SENSORY AND DEVELOPMENTAL ISSUES
Sensory Processing Disorder, though not formally recognized as a diagnosis, is often identified in children and adults by parents, teachers, and professionals. The way individuals respond to everyday sensory stimuli like light, sound, movement, and touch can vary, leading to over or under-reactions. Simple experiences such as the feel of a t-shirt tag, the ticking of a clock, a bumpy school bus ride, supermarket fluorescent lights, or the flickering of televisions in restaurants can significantly affect the attention and behavior of those sensitive to these stimuli.
Understanding the triggers for these changes in attention or behavior can be challenging because sensory perception is subjective. If you've always accurately perceived your sensory world, it's hard to imagine others experiencing the same stimuli differently.
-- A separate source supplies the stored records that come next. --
PR #354, opened 2023-08-18
Add "Mixin.whatever" as a valid iterable for `findEachLoopsWithInvalidIterables` the Editor linter rule

netux:
Fixes diagnostic errors in the following code, because "Mixin.Buttons" would not have been a valid variable iterable
```haskell
@mixin TempAllowAndPressButtons(Player, Buttons) {
	@each (button in Mixin.Buttons) {
		Allow Button(Mixin.Player, Mixin.Button);
		Press Button(Mixin.Player, Mixin.Button);    
		Disallow Button(Mixin.Player, Mixin.Button);            
	}
}

@include TempAllowAndPressButtons(Event Player, [Button(Primary Fire), Button(Jump)])
```


Mitcheljager (approved):
Ah I hadn't thought of that, nice and easy fix!

PR #357, opened 2023-08-20
Add `outsideClick` Svelte action

netux:
This is another pattern we can extract away into an Svelte action.
Though since it is pretty much only used for dropdowns, maybe we should just have a dropdown component.

More details in the commit messages.

### DIFF
--- a/app/javascript/src/components/editor/EditorItemCreate.svelte
+++ b/app/javascript/src/components/editor/EditorItemCreate.svelte
@@ -20,6 +20,13 @@
     if (type == "item") $currentItem = newItem
   }
 
+  function withCloseDropdown(fn) {
+    return (... args) => {
+      fn(... args)
+      active = false
+    }
+  }
+
   function toggle() {
     active = !active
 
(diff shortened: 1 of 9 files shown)


app/javascript/src/components/editor/EditorItemCreate.svelte
```diff
@@ -24,30 +20,35 @@
     if (type == "item") $currentItem = newItem
   }
 
+  function withCloseDropdown(fn) {
+    return (... args) => {
+      fn(... args)
+      active = false
+    }
+  }
```
Mitcheljager, line 28: This is kind of ugly, but I understand the purpose. A different option might be to simple add `active = false` to both `createTemplate` and `createItem`

Mitcheljager (approved):
Nice! I left one question, but I think it's also ok as is, so I will leave that up to you.

I definitely want to add a dropdown compontent. Initially I didn't add one because I was in a hurry to create to editor, but by now we do need one. Basically the same story as with the modals. But for now this is a good refactor, and the action is great addition either way. I will take care of create the component at a later time.

app/javascript/src/components/editor/EditorItemCreate.svelte
netux: Either option looked ugly to me. But this one was more explicit, which is why I went with it.

Mitcheljager: The reason I say this is ugly is because it takes more time to read and understand. While the other option is perhaps more repetition, at least you're able to understand it in an instant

Besides the five common senses, we also have the vestibular sense, which helps us perceive head movement, and proprioception, which informs us of our body's position in space. Accurately perceiving our bodies and movement is crucial for the brain to maintain orientation, balance, and stability. Errors in this sensory processing can greatly influence attention and behavior.
At the Connections Brain-Based Therapy Center, we conduct thorough assessments of these sensory systems. We observe and measure the brain's predictable reflexive responses to sensory stimuli. For instance, we should be able to precisely identify where we are touched, or when turning our head, our eyes should move oppositely to maintain focus on a target. Errors in these and other tests can indicate a sensory processing issue, which can often be corrected with therapeutic intervention.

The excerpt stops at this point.